If you’ve been following along, you’ll know we’ve spent the last six articles sharing our perspective on how organizations can break free from paralysis regarding AI and move into action. The last six articles focused on your workforce and took a role-based approach to guide the organization through change. This article will introduce a different approach – “Reimagining Operating Models.” These two approaches can be done separately, sequentially, or in tandem.

AI Landscapes: Redefining Commerce, Careers, and Communities - Article 7 of 8

Winners of past disruptions have shown us how technology can be used to make fundamental changes to accepted operating models that upend the status quo and force incumbents into a defensive position. Here are two examples:

  • Globalization. Technology and reduced transportation costs made the world a lot smaller in the 90s. Adopters of this trend were able to dramatically lower the cost of production, giving them a competitive advantage.
  • Uber.
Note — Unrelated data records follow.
PR #67, opened 2021-12-30
Auto generate unicode property tests.

zherczeg:
I have created a new test (test26) which is auto-generated by a script in `maint`. This test should be recreated after a unicode update to a new version.


zherczeg:
I wanted to generate negative tests, but I got unexpected (I could says disturbing) results.

For example `Scripts.txt` says:
`A8F2..A8F7    ; Devanagari # Lo   [6] DEVANAGARI SIGN SPACING CANDRABINDU..DEVANAGARI SIGN CANDRABINDU AVAGRAHA`

And `ScriptExtensions.txt` says:
`A8F3          ; Deva Taml # Lo       DEVANAGARI SIGN CANDRABINDU VIRAMA`

My question is: if a character is defined as Devanagari, why it is defined as a script extension for Devanagari? This is completely illogical and looks like a bug in the data files. Does anybody know the reason? If we cannot trust the Script Extension data, we need to rewrite the generator completely :(

zherczeg:
I think the script overlapping problem does not cause any practical problem at the moment, but it is good to keep in mind. The generator removes the not-working negative tests by parsing the Scripts.txt. It does not try to find another negative test though, so currently there is no negative test for "Cyrillic" script.

zherczeg:
Reworked the script to include normal scripts. This way we can check that our hand maintained datasets are correct.

PR #71, opened 2022-01-04
RunGrepTest: Fix tests 132 and 133 when srcdir is relative

jrtc27:
Notably, running the script directly from a build subdirectory will infer srcdir as .. if not otherwise set, but doesn't work for these. With this commit sh pcre2_grep_test.sh works as expected.


PhilipHazel:
Oops, yes, that is an obvious mistake. Thanks for the fix.

PR #74, opened 2022-01-06
Improve unicode property abbreviation support

zherczeg:


zherczeg:
I have added a separate patch which fully auto-generates script names and their abbreviations. Of course the order of the script names is changed, so a lot of files changed as well. It also turned out that the abbreviation of Tangsa is tnsa, not tngs.

PhilipHazel:
I have merged these patches and updated the ucptest test data for the new script numbers. I have also put a temporary note in the README just in case someone wants to update the Unicode version. The lists of scripts in the user documentation are really getting too long to maintain by hand. I propose to add a new feature to pcre2test e.g. "pcre2test -list scripts" which will give a list of supported scripts. "-list properties" might also be useful. But I'll do the new property support first.

zherczeg:
When a new script is added, is it added to the end of `Scripts.txt`? If they randomly reorder them, we could force some ordering (e.g. alphabetic).

PhilipHazel:
I do not know, but I do not think so. I am sure that Scripts.txt is
auto-generated from a big database that they must have. I am busy working
on GenerateUcd.py at the moment, for the boolean properties, so it will
make less merging problems if you hold off making other changes. It might
be an idea to make them alphabetic. It might reduce matching errors in
ucptestdata when new scripts are added.

Regards,
Philip

zherczeg:
It was just thinking loudly. It is easy to do, but will change the generated files, so the change would be big.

Advances in handheld technology converged location, communications, and purchasing data. These changes were leveraged to produce a whole new mode of transportation - rideshare. Customer acquisition became easier, staffing and capacity issues were crowdsourced, and a community rating feature provided a sense of safety with the change. Incumbent taxi operators were crowded out of the new, redefined market.

In both cases, incumbents lost agency. They were behind the change and had to react. Manufacturers went out of business or were hastily forced to move production, devastating communities. Our nation is highly polarized today, in part, due to firms not being aggressive enough in embracing change and not being deliberate in developing and protecting our workforce. It doesn’t have to be this way.
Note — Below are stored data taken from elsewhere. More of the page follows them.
PR #657, opened 2026-03-26
Support host variables in EXEC SQL statements

### LINKED ISSUE #393: Host variables support
Currently we have a support for [declaring host variables and indicator variables ](https://www.ibm.com/docs/en/db2-for-zos/12.0.0?topic=statements-declaring-host-variables-indicator-variables-in-pli) in PL/I. 

Now add host variables support inside PL/I exec sql statement,   see [data access with host variables ](
https://www.ibm.com/docs/en/db2-for-zos/12.0.0?topic=applications-data-access-host-variables)

e.g.` EXEC SQL PREPARE STATEMENT FROM :STATEMENT;`

`STATEMENT `is a field defined in PL/I code. 
` DCL STATEMENT CHAR(255) VARYING;`

e.g.1 
```
    EXEC SQL                                                                   
       FETCH SRV_DEF_CURSOR                                                     
       INTO :DCLPP_SRV_DFI_01.DOM_ID                                            
           ,:DCLPP_SRV_DFI_01.SRV_ID                                            
           ,:DCLPP_SRV_DFI_01.OPN_ID                                            
           ,:DCLPP_SRV_DFI_01.ORI_ID                                            
           ,:DCLPP_SRV_DFI_01.MAJ_VRS_ID                                        
           ,:DCLPP_SRV_DFI_01.CIC_SYS_CD;
```

e.g.2
```
 EXEC SQL
    SELECT EMPNO, LASTNAME, DEPT
        INTO :CBLEMPNO, :CBLNAME, :CBLDEPT
        FROM EMP
        WHERE EMPNO = :EMPID;

```

e.g.3
```
 EXEC SQL DESCRIBE STATEMENT INTO :SQLDA;
EXEC SQL DESCRIBE STATEMENT INTO :SQLCA;
```

e.g.4
```
EXEC SQL                                                    
                SELECT COUNT (*) INTO :WS-RESWORK-ROWCNT                 
                FROM EVENTS.ITEMS WHERE COLOR = ‘BLUE’;
```
      
e.g.5
```
 EXEC SQL PREPARE STATEMENT FROM :STATEMENT;
```

msujew:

We know AI is powerful enough to change how people do business today. If you already know how - you’re in great shape! The rest of us need a method to uncover and exploit opportunities.

We recommend embarking on a fully allocated cost analysis of your customers. Companies today all engage in some form of this, but we have a few suggestions to encourage a different perspective.

  • Net, not gross. Gross margins are most popular across multiple industries for gauging how products and services are delivered. Revenue minus Cost of Goods Sold has been a mantra of financial management for eons, but it misses the full picture of the total cost of doing business. It is not unusual for us to see product lines with healthy 35% gross margins be redefined as negative margin business.
  • Product, or service, level. Individual products and services will have different cost profiles. Include them all. It’s possible to attribute overhead costs to products and services by weighing them against the products or services produced.
  • Customer aggregation. Once a method for assigning overhead costs to products and services has been devised, the data can be aggregated to the customer level, providing a clear view of the real cost of serving different customers. We know customers are different, but it’s hard to see how their differences impact profitability without undertaking this exercise.

We then create a graph ordering the customers left to right in order of declining profitability and create a plot line of cumulative net margin. No matter the client or industry, we always see the same shape:

Your organization is likely highly profitable with the “Value Drivers” – customers that generate a lot of net margin. “Value Contributors” add a lot of volume but little net margin. “Complexity Drivers” continue to add volume but add no, or even declining, net margin. Lastly, “Value Destroyers” are literally eating into your bottom line. The curve looked so much like a whale that we’ve taken to adding a tail to the side!

The Whale’s Tail visualization gives you four clear lenses to evaluate your customer base and improve financial performance. In our next article, we’ll explain how this ties into to preparation for AI-driven change.

This series will explore four steps we believe you should be taking – now.

Diagnose and Futurecast: AI isn’t coming. It’s here. Involve your staff – especially those in roles with a lot of human capital – in assessing use cases to boost their knowledge of what is possible and demystify the nature of the change. We now know enough to futurecast roles and understand what they will look like in an AI-enabled world. We can be precisely wrong but directionally accurate about the next five years to develop a plan for how our workforce will change.

Reskilling Human Capital: This country has never experienced a technological shift against a declining labor force. Add to this that AI-experienced resources you might want to acquire will be limited and in very high demand. Just like back in Y2K, hiring your way out of this change will be hard. We must embrace a skills-based understanding of future roles and alternative paths for impacted people.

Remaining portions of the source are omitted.